[Saved data entries]
[Start of section]
PR #257, opened 2025-01-06
cpu-o3: add intel topdown

tastynoob:


src/cpu/o3/commit.cc
```diff
@@ -1164,8 +1165,15 @@ Commit::commitInsts()
             if (commit_success) {
                 cpu->perfCCT->updateInstPos(head_inst->seqNum, PerfRecord::AtCommit);
                 cpu->perfCCT->commitMeta(head_inst->seqNum);
-                lastCommitCycle = cpu->curCycle();
                 head_inst->printDisassemblyAndResult(cpu->name());
+                if (ismispred) {
```
seanwang2046, line 1189: why let " if(ismisped)..." executed before setting the ismispred =true?

src/cpu/o3/fetch.cc
```diff
@@ -245,7 +245,23 @@ Fetch::FetchStatGroup::FetchStatGroup(CPU *cpu, Fetch *fetch)
     ADD_STAT(decodeStallRate, statistics::units::Rate<
                     statistics::units::Count, statistics::units::Cycle>::get(),
              "Number of decode stalls per cycle",
-             decodeStalls / cpu->baseStats.numCycles)
+             decodeStalls / cpu->baseStats.numCycles),
```
seanwang2046, line 248: does the "front end bound/frontend latency bound/frontend BW band" calculated every cycle or  calculated just once after the running? if calculated every cycle it may have bad impact on simulation speed. so I suggest we count the topdown PMU counters each cycle while calculate the topdown bounds just once after the running

src/cpu/o3/fetch.cc
```diff
@@ -1294,7 +1323,20 @@ Fetch::tick()
 
     toDecode->fetchStallReason = stallReason;
 
-    fetchStats.fetchStatusDist[fetchStatus[*tid_itr]]++;
+    // Intel TopDown method for measuring frontend bubbles
+    // Count unutilized issue slots when backend is not stalled (decode not stalled)
+    // For N-wide machine, if frontend supplies 0 instructions:
+    // - fetchBubbles += N (count total empty slots)
+    // - fetchBubbles_max += 1 (count occurrence of all slots being empty)
+    if (!stalls[*tid_itr].decode) { // backend not stalled
```
seanwang2046: does fetch bubble also count when flush bubble occurs? we expect that fetch bubble should not count when flush occurs, because flush penalty should be count as part of bad spec

src/cpu/o3/issue_queue.cc
```diff
@@ -764,6 +781,18 @@ Scheduler::issueAndSelect()
     for (auto it : issueQues) {
         it->issueToFu();
     }
+    if (instsToFu.size() < 4) {
```
seanwang2046: I suggest we use a macro to set the value of the FEW, not just type "4" here

src/cpu/o3/issue_queue.cc
```diff
@@ -623,6 +623,22 @@ Scheduler::SpecWakeupCompletion::description() const
...
 }
 
+Scheduler::SchedulerStats::SchedulerStats(statistics::Group* parent)
+  : statistics::Group(parent),
+    ADD_STAT(exec_stall_cycle, "SUM(OpsExecuted[= FEW])"),
+    ADD_STAT(memstall_any_load,
+        "Cycles with no uops executed and at least X in-flight load that is not completed yet"),
+    ADD_STAT(memstall_any_store,
+        "Cycles with few uops executed and no more stores can be issued"),
+    ADD_STAT(memstall_l1miss,
```
seanwang2046, line 636: the comment here need also modify to "least X"

src/cpu/o3/lsq.cc
```diff
@@ -1352,6 +1383,12 @@ LSQ::SingleDataRequest::recvTimingResp(PacketPtr pkt)
     // Dump inst num, request addr, and packet addr
     DPRINTF(LSQ, "Single Req::recvTimingResp: inst: %llu, pkt: %#lx\n", pkt->req->getReqInstSeqNum(),
             pkt->getAddr());
+    if (isLoad()) {
```
seanwang2046, line 1480: what does this part of code do here?

src/cpu/o3/commit.cc
tastynoob: The mispred branch still will commit

src/cpu/o3/lsq.cc
tastynoob: This is used for release the infilght load queue' entry

src/cpu/o3/issue_queue.cc
tastynoob: Yes

happy-lx (approved):

src/cpu/o3/lsq_unit.hh
```diff
@@ -289,6 +289,8 @@ class LSQUnit
     using LoadQueue = CircularQueue<LQEntry>;
     using StoreQueue = CircularQueue<SQEntry>;
 
+    std::vector<LSQRequest*> inflightLoads;
```
happy-lx, line 292: After [#265](https://github.com/OpenXiangShan/GEM5/pull/265) , once an load instruction is replayed due to a cache miss, the request at the corresponding position in the LQ will be set to as `nullptr`, and this miss request will not be tracked. Using `request` to determine if an instruction is inflight might lead to errors.

Maybe use `seqNum` to track inflightLoads can solve these errors

PR #264, opened 2025-01-08
slice stall and dcache write stall

tastynoob:


src/mem/cache/base.cc
```diff
@@ -2990,6 +2999,18 @@ BaseCache::CpuSidePort::tryTiming(PacketPtr pkt)
...
     }
+    int sliceidx = cache->getSliceIdx(pkt->getAddr());
+    if (sliceidx >= 0 && cache->cacheLevel != 1) {
+        if (cache->checkSLiceBusy(pkt, sliceidx)) {
+            //no more buffer
+            if (sendRetryEvent.scheduled()) {
+                owner.reschedule(sendRetryEvent, curTick());
+            } else {
+                owner.schedule(sendRetryEvent, curTick());
+            }
```
happy-lx, line 3010: Why is the retry packet sent at curTick?

tastynoob: It will inert this event at curcycle's end, so it's equivalent to schedule event at lastcycle's begin

src/cpu/o3/lsq_unit.cc
```diff
@@ -1404,16 +1404,20 @@ bool LSQUnit::insertStoreBuffer(Addr vaddr, Addr paddr, uint8_t* datas, uint64_t
...
         assert(storeBuffer.unsentSize() == 0);
         storeBufferFlushing = false;
         cpu->activityThisCycle();
+    }
+
+    // write request will stall one cycle
+    // so 2 cycle send one write request
+    if (lsq->getDcacheWriteStall()) {
+        lsq->setDcacheWriteStall(false);
         return;
```
happy-lx, line 1417: The Dcache requeset of this store may write DataSram after N cycles (4 if Hit, 10+/100+ if miss) arriving at Dcache, (I feel that the blocking should be done at that time instead of blocking directly in the next cycle?

happy-lx (approved):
[End of section]
> [Activity]
Start to finish, copy the records above with no differences.

> [Your response]
PR #257, opened 2025-01-06
cpu-o3: add intel topdown

tastynoob:


src/cpu/o3/commit.cc
```diff
@@ -1164,8 +1165,15 @@ Commit::commitInsts()
             if (commit_success) {
                 cpu->perfCCT->updateInstPos(head_inst->seqNum, PerfRecord::AtCommit);
                 cpu->perfCCT->commitMeta(head_inst->seqNum);
-                lastCommitCycle = cpu->curCycle();
                 head_inst->printDisassemblyAndResult(cpu->name());
+                if (ismispred) {
```
seanwang2046, line 1189: why let " if(ismisped)..." executed before setting the ismispred =true?

src/cpu/o3/fetch.cc
```diff
@@ -245,7 +245,23 @@ Fetch::FetchStatGroup::FetchStatGroup(CPU *cpu, Fetch *fetch)
     ADD_STAT(decodeStallRate, statistics::units::Rate<
                     statistics::units::Count, statistics::units::Cycle>::get(),
              "Number of decode stalls per cycle",
-             decodeStalls / cpu->baseStats.numCycles)
+             decodeStalls / cpu->baseStats.numCycles),
```
seanwang2046, line 248: does the "front end bound/frontend latency bound/frontend BW band" calculated every cycle or  calculated just once after the running? if calculated every cycle it may have bad impact on simulation speed. so I suggest we count the topdown PMU counters each cycle while calculate the topdown bounds just once after the running

src/cpu/o3/fetch.cc
```diff
@@ -1294,7 +1323,20 @@ Fetch::tick()
 
     toDecode->fetchStallReason = stallReason;
 
-    fetchStats.fetchStatusDist[fetchStatus[*tid_itr]]++;
+    // Intel TopDown method for measuring frontend bubbles
+    // Count unutilized issue slots when backend is not stalled (decode not stalled)
+    // For N-wide machine, if frontend supplies 0 instructions:
+    // - fetchBubbles += N (count total empty slots)
+    // - fetchBubbles_max += 1 (count occurrence of all slots being empty)
+    if (!stalls[*tid_itr].decode) { // backend not stalled
```
seanwang2046: does fetch bubble also count when flush bubble occurs? we expect that fetch bubble should not count when flush occurs, because flush penalty should be count as part of bad spec

src/cpu/o3/issue_queue.cc
```diff
@@ -764,6 +781,18 @@ Scheduler::issueAndSelect()
     for (auto it : issueQues) {
         it->issueToFu();
     }
+    if (instsToFu.size() < 4) {
```
seanwang2046: I suggest we use a macro to set the value of the FEW, not just type "4" here

src/cpu/o3/issue_queue.cc
```diff
@@ -623,6 +623,22 @@ Scheduler::SpecWakeupCompletion::description() const
...
 }
 
+Scheduler::SchedulerStats::SchedulerStats(statistics::Group* parent)
+  : statistics::Group(parent),
+    ADD_STAT(exec_stall_cycle, "SUM(OpsExecuted[= FEW])"),
+    ADD_STAT(memstall_any_load,
+        "Cycles with no uops executed and at least X in-flight load that is not completed yet"),
+    ADD_STAT(memstall_any_store,
+        "Cycles with few uops executed and no more stores can be issued"),
+    ADD_STAT(memstall_l1miss,
```
seanwang2046, line 636: the comment here need also modify to "least X"

src/cpu/o3/lsq.cc
```diff
@@ -1352,6 +1383,12 @@ LSQ::SingleDataRequest::recvTimingResp(PacketPtr pkt)
     // Dump inst num, request addr, and packet addr
     DPRINTF(LSQ, "Single Req::recvTimingResp: inst: %llu, pkt: %#lx\n", pkt->req->getReqInstSeqNum(),
             pkt->getAddr());
+    if (isLoad()) {
```
seanwang2046, line 1480: what does this part of code do here?

src/cpu/o3/commit.cc
tastynoob: The mispred branch still will commit

src/cpu/o3/lsq.cc
tastynoob: This is used for release the infilght load queue' entry

src/cpu/o3/issue_queue.cc
tastynoob: Yes

happy-lx (approved):

src/cpu/o3/lsq_unit.hh
```diff
@@ -289,6 +289,8 @@ class LSQUnit
     using LoadQueue = CircularQueue<LQEntry>;
     using StoreQueue = CircularQueue<SQEntry>;
 
+    std::vector<LSQRequest*> inflightLoads;
```
happy-lx, line 292: After [#265](https://github.com/OpenXiangShan/GEM5/pull/265) , once an load instruction is replayed due to a cache miss, the request at the corresponding position in the LQ will be set to as `nullptr`, and this miss request will not be tracked. Using `request` to determine if an instruction is inflight might lead to errors.

Maybe use `seqNum` to track inflightLoads can solve these errors

PR #264, opened 2025-01-08
slice stall and dcache write stall

tastynoob:


src/mem/cache/base.cc
```diff
@@ -2990,6 +2999,18 @@ BaseCache::CpuSidePort::tryTiming(PacketPtr pkt)
...
     }
+    int sliceidx = cache->getSliceIdx(pkt->getAddr());
+    if (sliceidx >= 0 && cache->cacheLevel != 1) {
+        if (cache->checkSLiceBusy(pkt, sliceidx)) {
+            //no more buffer
+            if (sendRetryEvent.scheduled()) {
+                owner.reschedule(sendRetryEvent, curTick());
+            } else {
+                owner.schedule(sendRetryEvent, curTick());
+            }
```
happy-lx, line 3010: Why is the retry packet sent at curTick?

tastynoob: It will inert this event at curcycle's end, so it's equivalent to schedule event at lastcycle's begin

src/cpu/o3/lsq_unit.cc
```diff
@@ -1404,16 +1404,20 @@ bool LSQUnit::insertStoreBuffer(Addr vaddr, Addr paddr, uint8_t* datas, uint64_t
...
         assert(storeBuffer.unsentSize() == 0);
         storeBufferFlushing = false;
         cpu->activityThisCycle();
+    }
+
+    // write request will stall one cycle
+    // so 2 cycle send one write request
+    if (lsq->getDcacheWriteStall()) {
+        lsq->setDcacheWriteStall(false);
         return;
```
happy-lx, line 1417: The Dcache requeset of this store may write DataSram after N cycles (4 if Hit, 10+/100+ if miss) arriving at Dcache, (I feel that the blocking should be done at that time instead of blocking directly in the next cycle?

happy-lx (approved):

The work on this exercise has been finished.